Though the research is not conclusive by any means, GLP-1 agonists as a tool for diabetes prevention is a hot topic in the research community. The generic diabetes drug, metformin, also has some data on diabetes prevention, but so far, no drug has been specifically FDA-approved for the treatment of prediabetes.

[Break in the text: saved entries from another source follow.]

PR #1668, opened 2021-06-21
Non-interactive display

chaedri:
This is a set of functions to display non-interactive maps in Jupyter Notebooks, as proposed in the Google Summer of Code project, [Improved Integration of GRASS and Jupyter Notebooks](https://trac.osgeo.org/grass/wiki/GSoC/2021/JupyterAndGRASS). You can test the functionality by launching the repository in Binder here:

https://mybinder.org/v2/gh/chaedri/grass/non-interactive-display?urlpath=lab%2Ftree%2Fdoc%2Fnotebooks%2Fjupyter_integration.ipynb


python/grass/jupyter/display.py
```diff
@@ -0,0 +1,101 @@
...
+#            in Jupyter Notebooks
+#
+# COPYRIGHT: (C) 2021 Caitlin Haedrich, and by the GRASS Development Team
+#
+#           This program is free software under the GNU General Public
+#           License (>=v2). Read the file COPYING that comes with GRASS
+#           for details.
+
+import os
+import folium
```
wenzeslaus, line 16: Probably won't be part of this PR at the end and not a big deal in Binder, but in general, this will need to be a lazy import, only in the function which needs it unless you make the "interactive" part a separate module and class which may or may not happen in the future. As in the case of `from IPython.display import Image`.

python/grass/jupyter/display.py
```diff
@@ -0,0 +1,101 @@
...
+import grass.script as gs
+
+class grassRenderer:
```
wenzeslaus, line 19: Classes should be CamelCase, just run Pylint to get all these complaints sooner :-)

python/grass/jupyter/display.py
```diff
@@ -0,0 +1,101 @@
...
+        Adds a raster to the display
+        """
+        gs.run_command("r.colors", map=raster, color=color)
+        gs.run_command("d.rast", map=raster)
+
+
+    def d_vect(self, vector, fill="grey", color="black", width=2):
+        """
+        Adds a vector to the display
+        """
```
wenzeslaus, line 45: This is a common style for these short docstrings:

```suggestion
        """Adds a vector to the display"""
```

doc/notebooks/jupyter_integration.ipynb
```diff
@@ -53,7 +53,8 @@
    "outputs": [],
    "source": [
     "# Let's check our import by printing docstring for init()\n",
-    "gj.init?"
+    "gj.init?\n",
+    "gj.grassRenderer?"
```
wenzeslaus, line 57: Only the last line seems to really "counts" here, so you need decide or do two different ones. I would say only one is needed or push the second one later in the nb.

doc/notebooks/jupyter_integration.ipynb
```diff
@@ -75,17 +76,35 @@
    "metadata": {},
    "outputs": [],
    "source": [
-    "# Let's display the DTM of our sample area to ensure all's working\n",
-    "\n",
+    "# Let's see what is in the example database\n",
+    "print(gs.read_command(\"g.list\", type=\"all\"))"
```
wenzeslaus, line 80: I would like to see the map first and the list only later, but that might be just me.

python/grass/jupyter/display.py
```diff
@@ -0,0 +1,101 @@
...
+import folium
+import grass.script as gs
+
+class grassRenderer:
+    """
+    The grassRenderer class creates and displays GRASS maps in Jupyter
+    Notebooks. 
+    """
+
+    def __init__(self, width=600, height=400, text_size=12):
```
wenzeslaus, line 25: Add env parameter and when set, use it instead of os.environ and also pass it to the other commands.

python/grass/jupyter/display.py
```diff
@@ -0,0 +1,101 @@
...
+
+    def d_rast(self, raster, color="greys"):
+        """
+        Adds a raster to the display
+        """
+        gs.run_command("r.colors", map=raster, color=color)
+        gs.run_command("d.rast", map=raster)
+
+
+    def d_vect(self, vector, fill="grey", color="black", width=2):
```
wenzeslaus, line 42: The defaults are probably better left to d.vect itself unless we have good reasons to have them here (different values, need for documenting them right here).

python/grass/jupyter/display.py
```diff
@@ -0,0 +1,101 @@
...
+        os.environ["GRASS_RENDER_HEIGHT"] = str(height)
+        os.environ["GRASS_TEXT_SIZE"] = str(text_size)
+        gs.run_command("d.erase")
+
+
+    def d_rast(self, raster, color="greys"):
+        """
+        Adds a raster to the display
+        """
+        gs.run_command("r.colors", map=raster, color=color)
```
wenzeslaus, line 38: Since this actually modified the raster, this may not be what is expected from the display function. Unfortunately, it also means that you need to do it ahead of time and can't set it here. I'm interested what everybody thinks about this.

wenzeslaus (changes requested):
This looks good! The difference to the `example_notebook.ipynb` is huge, but we need resolve couple of things before this is a full replacement. Please, specify in the PR description what you now see as a goal for this PR (you can change that any time later as we discuss things further).

python/grass/jupyter/display.py
veroandreo: I tested the notebook, looks nice ;)
Indeed, it seems odd to me to be forced to set a color when d.* modules should just read the defined color table or use the default, setting a color should be optional IMHO

doc/notebooks/jupyter_integration.ipynb
chaedri: > I had it the other way because, if you weren't familiar with the spm dataset, seeing the contents would be a pre-requisite to knowing how to modify/play with the code below.

wenzeslaus: Right, but I would say it is not a prerequisite to run the code. You can then executed the next cell to see what else is in the dataset and then go back and play. The other consideration is showing images versus text first. What do you want to see? This of course depends on the target audience and purpose of the notebook which I'm not sure if we decided. Promotion of the Jupyter integration is probably a good goal at this point for this notebook.

python/grass/jupyter/display.py
```diff
@@ -0,0 +1,48 @@
...
+
+import os
+import grass.script as gs
+
+
+class GrassRenderer:
+    """
+    The grassRenderer class creates and displays GRASS maps in Jupyter
+    Notebooks.
+    """
```
wenzeslaus, line 22: GrassRenderer and ideally one line including the triple quotes.

python/grass/jupyter/display.py
wenzeslaus: Also, if you just use `**kwargs`, you right away support all what d.vect supports.

python/grass/jupyter/display.py
```diff
@@ -0,0 +1,48 @@
...
+        gs.run_command("d.rast", map=raster)
+
+    def d_vect(self, vector, fill="grey", color="black", width=2):
+        """Adds a vector to the display"""
+        gs.run_command(
+            "d.vect", map=vector, fill_color=fill, color=color, width=str(width)
+        )
+
+    def show(self):
+        """Displays a png image of the map (non-interactive)"""
```
wenzeslaus, line 45: Usually PNG I think.

python/grass/jupyter/display.py
```diff
@@ -0,0 +1,48 @@
...
+        from IPython.display import Image
```
wenzeslaus, line 46: Please not the reason for lazy import: We don't want Jupyter to be an import-time dependency.

wenzeslaus (changes requested):

python/grass/jupyter/display.py
ninsbl: For listing of data also:
https://grass.osgeo.org/grass79/manuals/libpython/script.html?highlight=list#script.core.list_strings
could be used...

doc/notebooks/jupyter_integration.ipynb
```diff
@@ -75,17 +75,35 @@
...
+  },
+  {
+   "cell_type": "code",
+   "execution_count": null,
+   "metadata": {},
+   "outputs": [],
+   "source": [
     "# Set computational region to the study area.\n",
-    "gs.parse_command(\"g.region\", raster=\"elevation\", flags=\"pg\")\n",
+    "gs.run_command(\"g.region\", raster=\"elevation\", flags=\"pg\")"
```
ninsbl, line 89: Should be sufficient to use either p or g flag.

doc/notebooks/jupyter_integration.ipynb
```diff
@@ -75,17 +75,35 @@
...
+   "execution_count": null,
+   "metadata": {
+    "tags": []
+   },
+   "outputs": [],
+   "source": [
+    "# Demonstration of grassRenderer for non-interactive map display\n",
+    "spm_map = gj.GrassRenderer(height=600)\n",
+    "\n",
+    "spm_map.d_rast(raster=\"elevation\", color=\"grey\")\n",
```
ninsbl, line 103: Would `spm_map.raster` be for new users more intuitive than `spm_map.d_rast` (or `spm_map.vector` instead of `spm_map.d_vect`)...?

python/grass/jupyter/display.py
ninsbl: Agreed with Vero here...

doc/notebooks/jupyter_integration.ipynb
ninsbl: For listing of data also:
https://grass.osgeo.org/grass79/manuals/libpython/script.html?highlight=list#script.core.list_strings
could be used...

chaedri: That's true, the list takes up a lot of space and maybe the more likely workflow is to run the whole notebook then go back and modify. I'm convinced - I'll switch it. 

@ninsbl That's a cool function! I'll try it out.

python/grass/jupyter/display.py
chaedri: I'm not 100% sure what this would look like. Is this what you're thinking?

`def __init__(self, env=None, ... ):`

What would go in the function then? I imagine and if-else statement?

doc/notebooks/jupyter_integration.ipynb
chaedri: This is a great question. I think it would be easier for new users but it also goes against the GRASS convention and might be less intuitive for experienced GRASS users... I'd be curious to hear what others think. I can write it either way.

python/grass/jupyter/display.py
wenzeslaus: Exactly. If not env then os.environ. Look to grass.script for more examples, but here, it's just that.

wenzeslaus: In my previous comment, I was thinking about storing (the reference to) it as `self._env`. However, to make this work in parallel (so that two of these things can run in parallel) we need to store a copy. See:

https://github.com/ncsu-geoforall-lab/gis714-2021-tangible-landscape/blob/main/website/render_activities.py#L49

doc/notebooks/jupyter_integration.ipynb
wenzeslaus: With run_command, nothing is printed (as expected), so the `-p` is useless. Either -g and parse_command or nothing. I think nothing is fine here. For reading region to Python we have a better function anyway (`region`).

binder/requirements.txt
```diff
@@ -2,3 +2,4 @@ numpy
 matplotlib
 Pillow
 ply
+folium
```
wenzeslaus, line 5: Just add that with the rest of folium support.

python/grass/jupyter/display.py
```diff
@@ -0,0 +1,41 @@
...
+
+class GrassRenderer:
+    """The grassRenderer class creates and displays GRASS maps in
+    Jupyter Notebooks."""
+
+    def __init__(self, width=600, height=400, text_size=12):
+        """Initiates an instance of the GrassRenderer class."""
+        os.environ["GRASS_RENDER_WIDTH"] = str(width)
+        os.environ["GRASS_RENDER_HEIGHT"] = str(height)
+        os.environ["GRASS_TEXT_SIZE"] = str(text_size)
```
wenzeslaus, line 27: There is no reason to keep display_settings function around. Instance of GrassRenderer should be sufficient. Delete it and move things here as in:

https://github.com/ncsu-geoforall-lab/gis714-2021-tangible-landscape/blob/main/website/render_activities.py#L47

python/grass/jupyter/display.py
```diff
@@ -0,0 +1,41 @@
...
+        # gs.run_command("r.colors", map=raster, color=color)
+        gs.run_command("d.rast", map=raster, **kwargs)
+
+    def d_vect(self, vector, **kwargs):
+        """Adds a vector to the display"""
+        gs.run_command("d.vect", map=vector, **kwargs)
+
+    def show(self):
+        """Displays a PNG image of the map (non-interactive)"""
+        return Image("map.png")
```
wenzeslaus, line 41: At least make the filename for the image modifiable as in 

https://github.com/ncsu-geoforall-lab/gis714-2021-tangible-landscape/blob/main/website/render_activities.py#L50

Using `"map.png"` when not provided is fine for now, but eventually (i.e., in a subsequent PR), the automatic option should be probably some temporary file somewhere.

wenzeslaus (changes requested):
Here is couple more things about handling of the rendering environment. Basically, it's: see GrassRenderer here:

https://github.com/ncsu-geoforall-lab/gis714-2021-tangible-landscape/blob/main/website/render_activities.py#L41

doc/notebooks/jupyter_integration.ipynb
wenzeslaus: I also think this is a great question. Even the name `GrassRenderer` is not necessary set. `spm_map` was little strange at first, but I think it is actually okay.

In a [GrassRenderer](https://github.com/ncsu-geoforall-lab/gis714-2021-tangible-landscape/blob/main/website/render_activities.py#L41) class I wrote for a different purpose, I had only a `run` method which just executed whatever command (like `run_command` does) since I wanted to pass any `d.*` commands which I was reading and [running programmatically](https://github.com/ncsu-geoforall-lab/gis714-2021-tangible-landscape/blob/main/website/render_activities.py#L233). I guess you could try to enforce that the command name must start with `d` so that it is not misused, but I'm not convinced it is needed.

`d_rast`, `d_vect` is a sure middle ground, but it requires either all modules to be mirrored or implementing the "resolve a missing attribute" magic as in PyGRASS module shortcuts to support all commands. It would be harder to implement what I did above using just this because you need to translate what you are reading to function calls, but it is doable in Python and perhaps a fringe use case in Jupyter.

`vector`, `raster` may work well as a hand-picked subset in addition to a more general interface or if you conceptualize the whole thing as a "display" (`display = GrassDisplay()`) where d.vect translates to `display.vector()`. Yet another approach is to have these as a common API with the folium-based renderer in parallel with the `d_vect` style.

python/grass/jupyter/display.py
wenzeslaus: Perhaps the issue is not as much "being forced to set a color" (defaults can be changed) as that the expectation is that you set the color at this point. And perhaps that the reason @chaedri wrote it initially this way. Like for vectors. Not Jupyter specific, but it is more visible here.

I have never tried that, but even with the current system, you could implement ad-hoc/temporary color tables for rasters, I think. You create a temporary mapset, set color table for raster of interest there (raster color tables are per-mapset), display  the raster from that mapset, so the mapset-specific color table kicks in. I'm not suggesting @chaedri should do this :-)

python/grass/jupyter/display.py
wenzeslaus: Typo: I meant "note" the reason. But I'm fine with Jupyter as an import-time dependency in grass.jupyter. Makes sense.

doc/notebooks/jupyter_integration.ipynb
ninsbl: In the introduction it is probably worth mentioning where to find more information on what one can do with GRASS GIS APIs, like:
* Manuals in general: https://grass.osgeo.org/grass-stable/manuals/
* Python API: https://grass.osgeo.org/grass-stable/manuals/libpython/
* Module manuals: https://grass.osgeo.org/grass-stable/manuals/full_index.html (or https://grass.osgeo.org/grass78/manuals/graphical_index.html)

In addition to listing data, also modules could be listed (at the end):
`print(gs.read_command("g.search.modules", flags=g"))`

doc/notebooks/jupyter_integration.ipynb
ninsbl: What about module shortcuts here?
https://grass.osgeo.org/grass79/manuals/libpython/pygrass.modules.html?highlight=shortcut#module-pygrass.modules.shortcuts

If there is value in making the API as much as possible compatibel with e.g. `folium` that should probably go into consideration for the non-interactive API as well?

I have to admitt that I am not familiar with folium. But for passing vector data to folium, that we discussed earlier, [viter](https://grass.osgeo.org/grass78/manuals/libpython/pygrass.vector.html?highlight=viter#pygrass.vector.VectorTopo.viter) from pygrass maybe an option too? There you could request only geometries within the map window of folium with the [find]() method.

doc/notebooks/jupyter_integration.ipynb
chaedri: @ninsbl I was thinking this might be better placed in the example notebook, since this one is more focused in Jupyter-GRASS integration. So, I made a new PR with those changes here: https://github.com/OSGeo/grass/pull/1686

You can also see the changes in binder here:
https://mybinder.org/v2/gh/chaedri/grass/example_notebook_update?urlpath=lab%2Ftree%2Fdoc%2Fnotebooks%2Fexample_notebook.ipynb

I'm undecided on whether listing all the modules is helpful - perhaps since the manual link is there, the list is unnecessary?

python/grass/jupyter/display.py
```diff
@@ -0,0 +1,60 @@
...
+            os.environ["GRASS_RENDER_HEIGHT"] = str(height)
+            os.environ["GRASS_TEXT_SIZE"] = str(text_size)
+            os.environ["GRASS_RENDER_IMMEDIATE"] = "cairo"
+            os.environ["GRASS_RENDER_FILE"] = filename
+            os.environ["GRASS_RENDER_FILE_READ"] = "TRUE"
+            self._legend_file = Path(filename).with_suffix(".grass_vector_legend")
+            os.environ["GRASS_LEGEND_FILE"] = str(self._legend_file)
+            self._env = os.environ.copy()
+        else:
+            self._env = os.environ.copy()
```
wenzeslaus, line 40: env is unused except for the if statement. `self._env = env`?

python/grass/jupyter/display.py
```diff
@@ -0,0 +1,60 @@
...
+            self._env["GRASS_RENDER_WIDTH"] = str(width)
+            self._env["GRASS_RENDER_HEIGHT"] = str(height)
+            self._env["GRASS_TEXT_SIZE"] = str(text_size)
+            self._legend_file = Path(filename).with_suffix(".grass_vector_legend")
+            self._env["GRASS_LEGEND_FILE"] = str(self._legend_file)
```
wenzeslaus, line 45: Code duplication and missing variables.

python/grass/jupyter/display.py
```diff
@@ -0,0 +1,60 @@
...
+
+        gs.run_command("d.erase")
```
wenzeslaus, line 47: You need to pass the environment as in:

https://github.com/ncsu-geoforall-lab/gis714-2021-tangible-landscape/blob/main/activities/activity_haedrich.py#L33

python/grass/jupyter/display.py
wenzeslaus: Now you added filename as a parameter, so you should reflect that here.

wenzeslaus (changes requested):

python/grass/jupyter/display.py
chaedri: Ok, I took a swing at this in my latest commit. Let me know if that's in line with what you were thinking.

doc/notebooks/jupyter_integration.ipynb
wenzeslaus: Yep, module shortcuts is what I meant by the "resolve a missing attribute" magic.

I suggest to:

1. Add `run(name, **kwargs)` now to:
    a. Support any command right away.
    b. Have a single place where the actual subprocess call is handled (i.e., use this method from the other methods).
2. Go with `d_rast` and `d_vect` or `raster` and `vector` (whatever seems better to you @chaedri) in this PR to have a nice interface.
3. Later, in another PR, adding more (all) `d_vect`-like methods later either explicitly defined, dynamically generated (`self.d_vect = some_locally_defined_function`), or through custom, simpler version of module shortcuts. I'm saying `d_vect`-like in a broad sense: they could be done like `display.vect` similarly to what I mentioned above. However, I think closer to module names, i.e., `d_vect` makes more sense here as it will clearly translate to all display module names.
4. Leave the compatibility with interactive display for later (again another PR) when the interactive display is somewhat finished. I think switching between displays just by changing the class name but not the rest of your code would be nice.

python/grass/jupyter/display.py
```diff
@@ -0,0 +1,58 @@
...
+
+    def __init__(
+        self, env=None, width=600, height=400, filename="map.png", text_size=12
+    ):
+        """Initiates an instance of the GrassRenderer class."""
+
+        if env:
+            self._env = env
+        if not env:
+            self._env = os.environ.copy()
```
wenzeslaus, line 32: Pylint may give you this complaint too: the second condition is negation of the first one which is in this context best expressed as `else:`.

python/grass/jupyter/display.py
```diff
@@ -0,0 +1,58 @@
...
+
+        self._env["GRASS_RENDER_WIDTH"] = str(width)
+        self._env["GRASS_RENDER_HEIGHT"] = str(height)
+        self._env["GRASS_TEXT_SIZE"] = str(text_size)
+        self._env["GRASS_RENDER_IMMEDIATE"] = "cairo"
+        self._env["GRASS_RENDER_FILE"] = filename
```
wenzeslaus, line 38: Let's get ahead of the game and support `Path` here by converting this to `str` as we do with the numbers. This is how it behaves:

```
> str(Path("/home"))
'/home'
```

python/grass/jupyter/display.py
```diff
@@ -0,0 +1,58 @@
...
+        self._env["GRASS_RENDER_FILE_READ"] = "TRUE"
+        
+        self._legend_file = Path(filename).with_suffix(".grass_vector_legend")
+        self._env["GRASS_LEGEND_FILE"] = str(self._legend_file)
+
+        self._filename = filename
+
+        gs.run_command("d.erase", env = self._env)
```
wenzeslaus, line 46: Use `self.run()` here too.

python/grass/jupyter/display.py
```diff
@@ -0,0 +1,58 @@
...
+
+    def run(self, module,  **kwargs):
+        """Run modules from "d." GRASS library"""
+        # Check module is from display library then run
+        if module[0]== "d":
+            gs.run_command(module, env=self._env, **kwargs)
+        else:
+            print("Module must be from GRASS display library. It must begin with letter \'d\'.")
```
wenzeslaus, line 54: See "raising exceptions" and "reporting errors in Python".

python/grass/jupyter/display.py
```diff
@@ -0,0 +1,58 @@
...
+    """The grassRenderer class creates and displays GRASS maps in
+    Jupyter Notebooks."""
+
+    def __init__(
+        self, env=None, width=600, height=400, filename="map.png", text_size=12
+    ):
+        """Initiates an instance of the GrassRenderer class."""
+
+        if env:
+            self._env = env
```
wenzeslaus, line 30: Make a copy here too. Easier to document. More predictable for the user. It also makes the environment private, so more control in the implementation.

wenzeslaus (changes requested):

python/grass/jupyter/display.py
chaedri: So, the line would read: `self._env["GRASS_RENDER_FILE"] = str(Path(filename))` ?

wenzeslaus: No, no need to construct Path. The point is to handle the case when user passes filename as an Path object. Try the behavior in an interactive console. The point is to handle these two or three cases:

```python
file = Path("/base/dir") / more_dirs / added_here
renderer1 = GrassRenderer(filename=file)
renderer2 = GrassRenderer(filename="map2.png")
renderer3 = GrassRenderer(filename=os.path.join("base/dir", "map2.png"))
```

python/grass/jupyter/display.py
```diff
@@ -0,0 +1,58 @@
...
+
+        self.run("d.erase", env=self._env)
+
+    def run(self, module, **kwargs):
+        """Run modules from "d." GRASS library"""
+        # Check module is from display library then run
+        if module[0] == "d":
+            gs.run_command(module, env=self._env, **kwargs)
+        else:
+            raise Exception("Module must begin with letter 'd'.")
```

Some people don’t like GLP-1 agonists because they require injections, and some doctors think their patients won’t take injections (often this is incorrect). Regardless, more convenient needle-free options are on the horizon:
Intarcia is developing an implantable GLP-1 agonist therapy called ITCA 650, which aims to remove the hassle of dosing completely. This novel option continuously releases the drug exenatide over the course of three to six months from a matchstick-sized mini-pump. The mini-pump is inserted just under the skin (in the abdomen) by a healthcare provider in a quick, minutes-long procedure. Once the mini-pump is inserted, there is no additional effort required by the user for the full three to six months. Intarcia submitted ITCA 650 to the FDA in November 2016, but it was not approved. The FDA wants more information before approving this first-of-its-kind innovation, and Intarcia plans to resubmit the therapy to the FDA – we hope this will be soon as no additional trials will be required. The same GLP-1 agonist in ITCA 650 is found in twice-daily Byetta and once-weekly Bydureon.
Novo Nordisk is also developing a once-daily version of semaglutide in pill form. A series of phase 3 clinical trials, including a heart health outcomes trial, are ongoing to test the safety and efficacy of the GLP-1 agonist in pill form. These results are expected throughout 2018. If the data are strong, this could be submitted for FDA approval in 2019 or 2020.